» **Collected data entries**

PR #179, opened 2022-10-17
Touch-ups to Package/App Configuration [SHIP-423] [SHIP-421] [SHIP-420] [SHIP-418]

eob:
Our current handling of Package & Plugin configuration is inconsistent across types:

At present:
- Some (not all) Plugins require Config-derived Pydantic configs, whereas Packages just use JSON Dicts
- The Pydantic Config object rewrites snake_case to camelCase
- The Config object lives within the .plugin package namespace

This PR unifies our configuration handling. 

Major, breaking changes are:

- Major change: EVERY PACKAGE AND PLUGIN must now implement the `config_cls` endpoint, even if just to defer to the base (empty) `Config` object

And additional conveniences are:

- The config parsing has been moved down to the base `Invocation` object
- Package & Plugin config handling is now identical
- Config no longer derives from CamelModel so that the config keys will be read in EXACTLY as a user defined them

## Additional changes

- Change the Pydantic type of the URLs on the root Configuration object to be more permissive so that `http://localhost` is permitted.

Notes: Passes all tests on localhost against the Engine's `main`


src/steamship/app/config.py
```diff
@@ -6,7 +6,7 @@
 
 
 class Config(CamelModel):
-    """Base class for a Steamship Plugin's configuration object."""
+    """Base class Steamship Package and Plugin configuration objects."""
```
EniasCailliau, line 9:
```suggestion
    """Base class for Steamship Package and Plugin configuration objects."""
```

src/steamship/app/invocable.py
```diff
@@ -101,13 +103,25 @@ def __init__(self, client: Steamship = None, config: Dict[str, Any] = None):
             except (TypeError, FileNotFoundError):
                 secret_kwargs = {}
 
+        # The configuration for the Invocable is the union of:
```
EniasCailliau, line 106: Thanks for writing documentation!

tests/assets/apps/configurable_hello_world.py
```diff
@@ -1,11 +1,46 @@
...
+    # Package configuration is always defined by a Pydantic object which derives from
+    # the base `Config` object.
+    class HelloWorldConfig(Config):
+        greeting: str
+
+        # The casing of config variables is preserved exactly as the Steamship package author defines them.
+        # Snake case is permitted
+        snake_case_config: str
+        # Camel case is permitted
+        camelCaseConfig: str  # noqa: N815
```
EniasCailliau, line 17: I was wondering if the engine would accept snake_case without camelCase transformation. It is. Thanks for checking!

tests/assets/apps/configurable_hello_world.py
```diff
@@ -1,11 +1,46 @@
...
+        defaultConfig: str  # noqa: N815
+
+    # This is unnecessary, since the base `Invocable` declares it, but by re-declaring it here
+    # we get better type-hints from our editor.
+    config: HelloWorldConfig
+
     @post("greet")
     def greet(self, name: str = "Person") -> InvocableResponse:
-        greeting = self.config["greeting"]
+        greeting = self.config.greeting
```
EniasCailliau, line 27: Clean 😎

tests/assets/apps/configurable_hello_world.py
```diff
@@ -1,11 +1,46 @@
...
         return InvocableResponse(string=f"{greeting}, {name}")
 
+    @post("snake")
+    def snake(self) -> InvocableResponse:
+        return InvocableResponse(string=f"{self.config.snake_case_config}")
```
EniasCailliau, line 32:
```suggestion
        return InvocableResponse(string=self.config.snake_case_config)
```

tests/assets/apps/configurable_hello_world.py
```diff
@@ -1,11 +1,46 @@
...
+
+    @post("camel")
+    def camel(self) -> InvocableResponse:
+        return InvocableResponse(string=f"{self.config.camelCaseConfig}")
```
EniasCailliau, line 36:
```suggestion
        return InvocableResponse(string=self.config.camelCaseConfig)
```

tests/assets/apps/configurable_hello_world.py
```diff
@@ -1,11 +1,46 @@
...
+
+    @post("defaulted")
+    def defaulted(self) -> InvocableResponse:
+        return InvocableResponse(string=f"{self.config.defaultConfig}")
```
EniasCailliau, line 40:
```suggestion
        return InvocableResponse(string=self.config.defaultConfig)
```

tests/assets/apps/configurable_hello_world.py
```diff
@@ -1,11 +1,46 @@
...
+
+    def config_cls(self) -> Type[Config]:
+        return HelloWorld.HelloWorldConfig
```
EniasCailliau, line 43: Since this is a instance method, I would use self.HelloWorldConfig. 

We can also turn config_cls into a classmethod and use cls.HelloWorldConfig.

EniasCailliau (approved):
Just a few minor comments. LGTM! 🚀

tests/assets/apps/configurable_hello_world.py
eob: Ah, didn't realize you could use `self` like that. Will do!

PR #181, opened 2022-10-18
Add Task and TaskState to root package

EniasCailliau:
To me it makes sense to put these objects at the root of steamship


dkolas (approved):
👍

PR #184, opened 2022-10-19
[SHIP-427] rename space-> workspace in python

dkolas:


src/steamship/data/package_instance.py
```diff
@@ -71,11 +71,15 @@ def delete(self) -> PackageInstance:
         return self.client.post("package/instance/delete", payload=req, expect=PackageInstance)
 
     def load_missing_vals(self):
```
EniasCailliau, line 73:
```suggestion
    def load_missing_workspace_handle(self):
```

src/steamship/data/plugin.py
```diff
@@ -119,7 +119,7 @@ class PluginAdapterType(str, Enum):
 
 class PluginTargetType(str, Enum):
     file = "file"
```
EniasCailliau, line 121: Enum's are typically all caps. 
```suggestion
    FILE = "file"
```

The effects of this change should be limited to the python-client, in case it's not let's leave it.

src/steamship/data/workspace.py
```diff
@@ -13,15 +13,15 @@
 from steamship.base.response import Response as SteamshipResponse
 
 
-class Space(CamelModel):
+class Workspace(CamelModel):
```
EniasCailliau, line 16: Could you add the missing list static method? Listing workspaces sounds like an important feature.

tests/assets/plugins/taggers/plugin_third_party_trainable_tagger.py
```diff
@@ -180,7 +180,7 @@ def model_cls(self) -> Type[ThirdPartyModel]:
     def run_with_model(
         self, request: PluginRequest[BlockAndTagPluginInput], model: TestTrainableTaggerModel
     ) -> InvocableResponse[BlockAndTagPluginOutput]:
-        """Downloads the model file from the provided space"""
+        """Downloads the model file from the provided workspace"""
```
EniasCailliau, line 183: No need to change it in this PR but a heads-up. As soon as we enable docstring checking, this will get flagged for not ending with a period.

EniasCailliau (approved):
Only 2 optional requests. 

The codebase starts to read like a novel. I get a warm feeling inside when I'm going through our code now. Thanks for making this possible!

PR #185, opened 2022-10-20
Add task dependency support to client requests

eob:
Adds the `wait_on_tasks` kwarg to our base client (supported by the Engine) -- helpful to reveal in the client so that Doug can build the Zoom summarizer application.

```
client.call(wait_on_tasks: List[Task])
```

Will set HTTP headers such that the engine will schedule the work as:
1. A background task defaulting to the `.waiting` state, and
2. A task that first waits upon the other tasks provided

I've plumbed the kwarg up through to the `file.tag` and `file.blockify` calls so that end-level SDK users can use it without dipping down to the `client.post` style of invocation -- if that feels like adding a kwarg too aggressively LMK and we can back it out and just let the Zoom app use the base `client.post` call.

cc @douglas-reid


EniasCailliau (approved):
LGTM

dkolas (approved):
Looks clean to me!

PR #189, opened 2022-10-24
Change output of plugininstance.train

dkolas:


src/steamship/data/plugin_instance.py
```diff
@@ -113,7 +113,7 @@ def delete(self) -> PluginInstance:
         req = DeleteRequest(id=self.id)
         return self.client.post("plugin/instance/delete", payload=req, expect=PluginInstance)
 
-    def train(self, training_request: TrainingParameterPluginInput) -> TrainPluginOutput:
+    def train(self, training_request: TrainingParameterPluginInput) -> Task[TrainPluginOutput]:
```
eob, line 116: Oh this is an interesting question. 

At the "client" level, we basically created a facade in which all methods return either `T` or `Task[T]`.

But we didn't go through and update the Plugin SDK for this as well, which we could have.

I'm pretty sure the response type for this ought to be:

```
Union[T, InvocableResponse[T]]
```

So in this case:

```
Union[TrainPluginOutput, InvocableResponse[TrainPluginOutput]]
```

If the training is still in progress, the plugin returns:

```
InvocableResponse(
  status=Task(stats=TaskState.running)
)
```

src/steamship/data/file.py
```diff
@@ -209,7 +209,7 @@ def tag(
         self,
         plugin_instance: str = None,
         wait_on_tasks: List[Task] = None,
-    ) -> Task[Tag]:
+    ) -> Task[Tag]:  # This actually is Task[TagResponse], right?
```
eob, line 212: Nice catch -- yes!

eob (changes requested):
I think the trainable one is actually something else -- lmk if the comment parses for you too!

src/steamship/data/plugin_instance.py
dkolas: But this IS the client side of the facade, not what the plugin SDK can actually return?  This how the client calls train, not how the plugin responds.

eob: Oh snap, I missed that. Then yes -- def `Task[T]`!!

src/steamship/data/file.py
dkolas: @EniasCailliau It doesn't look like I can just swap it to TagResponse because of the circular dependencies.  Any suggestions?

dkolas:
Included in #192

PR #988, opened 2021-01-31
cmake: disable object depends for Ninja generator

xoviat:


kaadam:
LGTM, but it is just informal. Since it is a general issue, not related to Windows directly.

bryanpkc:
Can you elaborate on the problem this patch is trying to solve?

xoviat:
Ninja doesn't allow multiple rules to generate a target, whereas the other generators do. Ninja also doesn't require these lines. Therefore, this is required to use Ninja.

xoviat:
see https://github.com/ninja-build/ninja/issues/821

kaadam:
As far as I see this issue was already reported here: https://gitlab.kitware.com/cmake/cmake/-/issues/17599

xoviat:
I believe I reported that issue (deleted my account since then, which is why it says "ghost issue"). But testing on the latest cmake/ninja still shows the issue, which is why this fix is needed.

kaadam (approved):
It is okay to me. I think it is useful if we can use ninja during the build especially on Windows.

kiranchandramohan:
ping @bryanpkc

bryanpkc (approved):
LGTM.

kiranchandramohan (approved):
LGTM.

» **WORK TASK**
Once you find the line with "Our current handling" in the entries above, output it and each line after it up to and including the line with "- The Pydantic", and nothing else.

» **TASK OUTPUT**
Our current handling of Package & Plugin configuration is inconsistent across types:

At present:
- Some (not all) Plugins require Config-derived Pydantic configs, whereas Packages just use JSON Dicts
- The Pydantic Config object rewrites snake_case to camelCase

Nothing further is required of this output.